I am reading data from a file and want to create nodes and relations between them. There is a chance that either of the two nodes of the relation are not existing by now.
I solved this by:
LOAD CSV WITH HEADERS FROM "foobar.csv" AS ROW
MERGE (a:TypeA { name: row.name, revision: toInt(row.revision) })
MERGE (b:TypeB { name: row.name }) ;
LOAD CSV WITH HEADERS FROM "foobar.csv" AS ROW
MATCH (a:TypeA { name: row.name, revision: toInt(row.revision) })
MATCH (b:TypeB { name: row.name })
MERGE (a) -[r:is_instance]-> (b) ;
This loads the csv two times, which is not optimal.
I have the following cases:
(a), (b), (r) do not exists: In this case I could have simply used one single MERGE command
(b) exists, (a), (r) do not exists: In this case I would need a MATCH against (b) followed by a merge of the relation
(a), (b), (r) exists: a simple merge or a match against all three all would be fine.
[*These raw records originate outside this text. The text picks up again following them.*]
PR #113, opened 2016-08-10
A TaxonPayloadBuilder builds a payload

carvil:
This commit fixes:

- naming issues, where we were calling the TaxonPayloadBuilder a presenter;
- the interface with TaxonPayloadBuilder - instead of having a `payload` method,
  we let the `build` method return a payload, as the class name suggests.


mobaig:
👍

PR #116, opened 2016-08-10
Display state information on tag importer

carvil:
For each of the spreadsheet taggings in the system, we should display the state
information so we are aware of the progress of each of the imports.

In case there is an error, we should also display an error message as a tooltip
in the label.

This PR also adds an experimental Facade. It works pretty much like a decorator, but it has no view context, so it can't access view helpers. Its responsibility is to hold logic specific to the object in the context of its presentation in the view. Are people ok with this approach? 

This change looks like this:

1) With an error:

screen shot 2016-08-10 at 17 12 25

2) With success:

screen shot 2016-08-10 at 17 13 51

3) With other states (`ready_to_import` and `uploaded`):

screen shot 2016-08-10 at 17 11 41

### DIFF
--- a/app/controllers/tagging_spreadsheets_controller.rb
+++ b/app/controllers/tagging_spreadsheets_controller.rb
@@ -1,6 +1,6 @@
 class TaggingSpreadsheetsController < ApplicationController
   def index
-    @tagging_spreadsheets = TaggingSpreadsheet.active.newest_first.includes(:added_by)
+    render :index, locals: { tagging_spreadsheets: presented_tagging_spreadsheets }
   end
 
   def new
@@ -54,6 +54,16 @@ class TaggingSpreadsheetsController < ApplicationController
   end
 
 private
+
+  def tagging_spreadsheets
+    TaggingSpreadsheet.active.newest_first.includes(:added_by)
+  end
+
+  def presented_tagging_spreadsheets
+    tagging_spreadsheets.map do |tagging_spreadsheet|
+      TaggingSpreadsheetPresenter.new(tagging_spreadsheet)
+    end
+  end
 
   def tagging_spreadsheet_params
     params.require(:tagging_spreadsheet).permit(:url, :description)
--- a/app/helpers/application_helper.rb
+++ b/app/helpers/application_helper.rb
@@ -6,4 +6,15 @@ module ApplicationHelper
       title
     end
   end
+
+  def time_tag_for(date)
+    data_attributes = {
+      'toggle': 'tooltip',
+      'original-title': date,
+    }
+
+    content_tag :time, data: data_attributes do
+      distance_of_time_in_words_to_now(date)
+    end
+  end
 end
--- a/app/helpers/application_helper.rb
+++ b/app/helpers/application_helper.rb
@@ -1,2 +1,9 @@
 module ApplicationHelper
+  def state_label_for(label_type:, title:, data_attributes:)
+    css_class = ['label', label_type].join(' ')
+
+    content_tag :span, class: css_class, data: data_attributes do
+      title
+    end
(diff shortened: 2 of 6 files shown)


carvil:
With an error, this happens:

screen shot 2016-08-10 at 17 21 44

tijmenb:
Cool, very useful!

I am having second thoughts about the Facade. Perhaps it seems too much for the problem we're solving? In collections-publisher the same effect is achieved by having this helper:

https://github.com/alphagov/collections-publisher/blob/master/app/helpers/status_helper.rb#L2-L10

This isn't _super_ nice, but it's fairly easy to follow. Thoughts?

Davidslv:
I quite like this approach, looks really neat.

carvil:
@tijmenb I see what you mean and I wasn't too sure as well.

However, I would argue that rails helpers are more of an anti-pattern. In that case you mentioned, we would have a `status` method available in every view, but that method is specific to an object with a state.

I've done that myself with the `TaggingSpreadsheetHelper` and I regret it I think. That method I created called `state_label_for` isn't generic as-is, but if we can make it generic enough (by receiving the `label_type` and `data_attributes` as params), then it probably belongs to a helper. But even that I wouldn't have it in a helper.

The reason I think rails helpers are an anti-pattern is that every single one of those methods ends up polluting every view in the system. They are harder to test and not scoped to any particular model/PORO. I think that applies to many ruby modules.

I think there are 2 good alternatives to these helpers, though:

- having view model objects (e.g. decorators like this facade or something more off the shelf like [draper](https://github.com/drapergem/draper)/ These objects may or may not have view helpers in them (for example, draper uses view helpers via the method `h`, isolating those methods neatly).
- introducing the concept of cells by using a gem called [cell](https://github.com/apotonick/cells). These are basically small components we can render anywhere, but they take the form of an object we can call things on (and test in isolation).

I guess what I'm trying to avoid is:
- many helper methods not really connected with a particular object
- complex views with logic in them, making them harder to test (and therefore relying heavily on feature tests rather than unit tests)

What do you think?

app/facades/tagging_spreadsheet_facade.rb
```diff
@@ -0,0 +1,21 @@
+class TaggingSpreadsheetFacade < SimpleDelegator
```
mobaig: Out of interest - why have we opted to call this a 'facade' when all of these methods are related to view-layer presentation? Seems like `presenter` would be a more fitting, less obscure naming choice.

carvil: Sorry, this came out of an offline conversation with Tijmen. This is a presenter, or decorator (or a facade). I avoided the word presenter because we use that in other places in the context of serialisation (building payloads). But I'm happy to change this name to presenter if that's clearer!

mobaig: There's certainly similarity between facades and presenters. While both are a mechanism for providing a simpler API for underlying objects, I think it's more typical for the latter name to be used when the context is presentational. Specifically - when creating some kind of response at the boundaries of a system for external clients, whether that's forming a JSON payload or rendering ERB. I see the clients of a facade as being internal.

We're deep in bike-shedding territory at this point, but I think the name 'facade' raises more questions than it answers in a system of this size.

carvil: That makes sense to me, I will rename it to a presenter to make it clearer.

carvil:
@tijmenb do you have more thoughts on this PR? I would like to re-use some of this in my current branch and I was wondering if you're OK with it.

tijmenb:
Yeah, let's go. We'll do some philosophising/bikeshedding about this later.

PR #107, opened 2016-08-09
Switch content tagger to use simple form medium

Davidslv:
Trello: https://trello.com/c/UZtlasW8/69-switch-content-tagger-to-use-simple-form-medium

PR #119, opened 2016-08-11
Fix select box for taxons

tijmenb:
The source of the select box was inadvertently changed to topics in https://github.com/alphagov/content-tagger/pull/107. Adds a test that would've prevented it.


carvil:
👍

PR #120, opened 2016-08-11
Move tagging into single controller

tijmenb:
This merges the `LookupController` and the `ContentController` into a single `TaggingsController`.


carvil:
🚢

PR #197, opened 2016-10-12
Use taxon internal name

Davidslv:
Trello: https://trello.com/c/jZtVkf4H/241-use-internal-name-everywhere-in-content-tagger

When the internal_name is not available it will fallback to use the title.
This shouldn't be a problem after running the rake task introduced in 2d56cf8d57d417247a396848971de8ea8f8807b0

Although it will fallback to use the title when `expanded links` is requested from Publishing API,
that happens on [ExpandedTaxonomy](https://github.com/alphagov/content-tagger/blob/master/app/models/expanded_taxonomy.rb#L28)

Paired with @klssmith

### DIFF
--- a/app/models/taxon.rb
+++ b/app/models/taxon.rb
@@ -31,6 +31,10 @@ class Taxon
     'taxons'
   end
 
+  def internal_name
+    @internal_name || @title
+  end
+
   def notes_for_editors
     @notes_for_editors || ""
   end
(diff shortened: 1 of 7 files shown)


app/models/taxon.rb
```diff
@@ -30,4 +30,8 @@ def base_path
   def link_type
     'taxons'
   end
+
+  def internal_name
```
carvil: Could you please add a test case to these model about this behaviour? Just in case it gets changed in the future.

Davidslv: @carvil I've added it. Thanks 👍

carvil:
Nice one @Davidslv

PR #201, opened 2016-10-12
Handle error messages from Publishing API

klssmith:
If Publishing API returns an error, then a message is now provided to the
user to show why it failed. Previously, the error caused Content-Tagger to
 crash.

[Trello card](https://trello.com/c/VBe1sCVb/238-handle-error-messages-from-publishing-api)

screen shot 2016-10-12 at 14 55 57

### DIFF
--- a/app/controllers/taxons_controller.rb
+++ b/app/controllers/taxons_controller.rb
@@ -47,7 +47,9 @@ class TaxonsController < ApplicationController
   def destroy
     response_code = Services.publishing_api.unpublish(params[:id], type: "gone").code
 
-    redirect_to taxons_path, flash: destroy_flash_message(response_code)
+    redirect_to taxon_path(params[:id]), flash: destroy_flash_message(response_code)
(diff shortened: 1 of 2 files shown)


tijmenb:
Interesting. 

Two points:

- This message doesn't tell the user what to do about the error, so maybe we _should_ crash, so that a developer can take a look at it?
- The specific error "Cannot unpublish with draft present" is odd. We always send a content item and then call publish, so there should never be a draft present (if this is what that means). Is this a bug in the publishing-api?

Davidslv:
I've noticed this yesterday when I tried to delete a taxon: `/taxons/b304ec93-5dc1-4799-9127-2f4dd947154a`

I'm not sure if that's a bug in Publishing API, maybe we should ask them

tijmenb:
Talked about this IRL. We don't want to show the errors to the user, because they won't know what to do with it. We also need to be warned when this kind of error occurs, since in most cases it's something we did wrong, rather than the user.

PR #202, opened 2016-10-13
Don't display unpublished (deleted) taxons on index page

mobaig:
A user wouldn't expect deleted taxons to still appear in this view or in
search results.

https://trello.com/c/7CDYowYT/240-remove-unpublished-taxons-from-the-taxons-index-page


app/models/taxon_search_results.rb
```diff
@@ -8,9 +8,12 @@ def initialize(search_response)
   def taxons
     @taxons ||=
       begin
-        search_response['results'].map do |taxon_hash|
+        results = search_response['results'].map do |taxon_hash|
+          next if taxon_hash['publication_state'] == 'unpublished'
```
carvil: What do you think of writing a test case on `taxon_search_results_spec.rb` to make sure this line doesn't get deleted in the future?

mobaig: The feature spec exercises this behaviour, but yeah a unit test makes sense. Adding...

mobaig: @carvil updated.

PR #210, opened 2016-10-20
Move "Bulk tag by upload" into "Bulk Tag"

Davidslv:
Trello: https://trello.com/c/XZGZNtHb/213-content-tagger-updates-to-page-titles-and-labelling

We belive this functionality should move into the Bulk Tag tab.

Although having it directly within the page would make it confusing when
you search for content to be tagged and also see the list that comes
from the uploaded content. That's why I've created a "button" to point
to the "Bulk tag by upload"

Also the reason to make it a button is that it stands out in the eye of
the user instead of a link, which looks tiny and reads weird next to
"Bulk tag history".

screen shot 2016-10-20 at 11 58 08

### DIFF
--- a/app/views/layouts/application.html.erb
+++ b/app/views/layouts/application.html.erb
@@ -13,11 +13,7 @@
     <%= link_to t('navigation.tag_search'), new_tag_search_path %>
   </li>
 
-  <li class='<%= active_navigation_item == 'tagging_spreadsheets' ? 'active' : nil %>'>
-    <%= link_to t('navigation.tag_importer'), tagging_spreadsheets_path %>
-  </li>
-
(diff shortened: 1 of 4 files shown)


tijmenb:
Should https://github.com/alphagov/content-tagger/pull/210/commits/931e30627a8c00062ebe2afad65ebf4ff8bcd123 be in a separate PR?

Davidslv:
@tijmenb Indeed, I've move it here https://github.com/alphagov/content-tagger/pull/211

carvil:
@Davidslv this is ok to merge, please rebase it first

Davidslv:
Thanks @carvil, just rebased

PR #214, opened 2016-10-21
Update taxonomy visualisation

mobaig:
This commit updates the front end code and underlying data structure of
the taxonomy visualisation feature. Previously we could only see a basic
tree structure detailing the child taxons and immediate parents of a
given taxon. The updated design allows us to see all ancestors and all
successors in a clearer layout.

- Update ExpandedTaxonomy so that it now provides an abstraction over
  two trees - the fully expanded set of parents and the fully expanded
  set of children. Also includes convenience methods for querying data
  about the root node and its immediate parents/children.
- Rework the HTML and CSS to accommodate the new design and additional
  data being displayed.
- Update the viewing_taxons feature spec to reflect the new behaviour.
- Some minor naming clarification in the TreeNode class.

See individual commits for details of other, smaller changes.

https://trello.com/b/GBkshanv/taxonomy-team

Below are some screenshots of different shapes the visualisation can take depending on the structure of the taxonomy. There are some differences from the original design, largely to make the markup more robust when dealing with wildly different structures and multiple levels of nesting.

## Multiple parents

screen shot 2016-10-21 at 10 08 44

## Single parent

screen shot 2016-10-21 at 10 09 07

## Large imbalance in the number of child nodes

screen shot 2016-10-21 at 10 13 56

### DIFF
--- a/app/views/taxons/_taxonomy_tree.html.erb
+++ b/app/views/taxons/_taxonomy_tree.html.erb
@@ -1,22 +1,52 @@
 <div class="taxonomy-tree">
-  <% taxonomy_tree.each do |tree_node| %>
-    <div class="taxon-level taxon-depth-<%= tree_node.node_depth %>">
-      <span class="taxon-level-title">
-        <%= link_to tree_node.title, taxon_path(tree_node.content_id) %>
-      </span>
-
-      <% parent_taxons = tree_node.parent_taxons %>
-
-      <% if parent_taxons.present? && (parent_taxons.count > 1 || tree_node.node_depth == 0) %>
-        <br/><strong>Parents:</strong>
-        <div class="taxon-level-parent-links">
-          <% parent_taxons.each do |parent_taxon| %>
-            <p>
-              ↰ <%= link_to parent_taxon.internal_name, taxon_path(parent_taxon.content_id) %>
-            </p>
-          <% end %>
+  <div class="taxon-parents">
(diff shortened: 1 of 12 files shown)


app/views/taxons/_taxonomy_tree.html.erb
```diff
@@ -1,22 +1,52 @@
...
+              <%= link_to parent_ancestor.title, taxon_path(parent_ancestor.content_id) %>
+            </span>
+          </div>
+        <% end %>
+      </div>
+    <% end %>
+  </div>
 
-      <% parent_taxons = tree_node.parent_taxons %>
+  <% parents_class = taxonomy_tree.immediate_parents.present? ? "taxon-focus--has-parents" : "" %>
```
mobaig: It's a reasonably common CSS convention to place modifiers after a `--`, see SUIT CSS and BEM, for example. No mention of anything like this in the GOV.UK CSS styleguide so I figured it's legit.

app/views/taxons/confirm_delete.html.erb
```diff
@@ -1,4 +1,4 @@
-<h1>You are about to delete "<%= taxon.internal_name %>"</h1>
+<h1>You are about to delete "<%= taxon.title %>"</h1>
```
mobaig: Hasty code changes in the related controller. Just seen we have access to a proper taxon object with internal name on it. Updated.

PR #223, opened 2016-10-26
Better handling of circular dependencies

mobaig:
Make the taxonomy visualisation more robust to errors caused by circular relationships between taxons. Specifically, by:

1. Adding a history of expanded nodes when building out the tree of child taxons in ExpandedTaxonomy.
2. Some basic validation and UI changes to prevent a taxon accidentally being made a parent of itself.

Further details in each commit. 

https://trello.com/c/FI9NYgiz/264-correctly-handle-circular-dependencies-when-linking-taxons

### DIFF
--- a/app/controllers/taxons_controller.rb
+++ b/app/controllers/taxons_controller.rb
@@ -21,7 +21,21 @@ class TaxonsController < ApplicationController
   end
 
   def create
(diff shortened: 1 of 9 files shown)


carvil:
Good one @mobaig !

You might want to rebase e2a6b52

Other than that, good to 🚢

PR #225, opened 2016-10-28
Rework styling on taxonomy visualisation

mobaig:
- Make the ends of branches fold inwards when displaying taxons at the
  very left or very right of the visualisation. This removes the
  impression that the taxonomy appears 'cut-off' and incomplete either
  side.
- Remove the unnecessarily long border above or below the taxon in focus
  when there is only one parent or child node.

screen_shot_2016-10-28_at_11_19_51

screen shot 2016-10-28 at 11 25 44


mobaig:
reopening this on a different branch.

PR #227, opened 2016-10-28
[DO NOT MERGE] Use internal name in taxonomy visualisation

mobaig:
For consistency with the taxons index page, use the internal name field
when displaying a taxonomy visualisation.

Using the second variant that MATCH against (b) fails to create anything in the first case, because there is no MATCH at all.
Is there any other way to avoid using the double loop over csv?
I think doing it all in one go will cause an EAGER (run it through an EXPLAIN). If you have a large CSV this could lead to problems. Might be better to iterate over the file twice. Just something to keep an eye on, if it works loading all at once then no worries.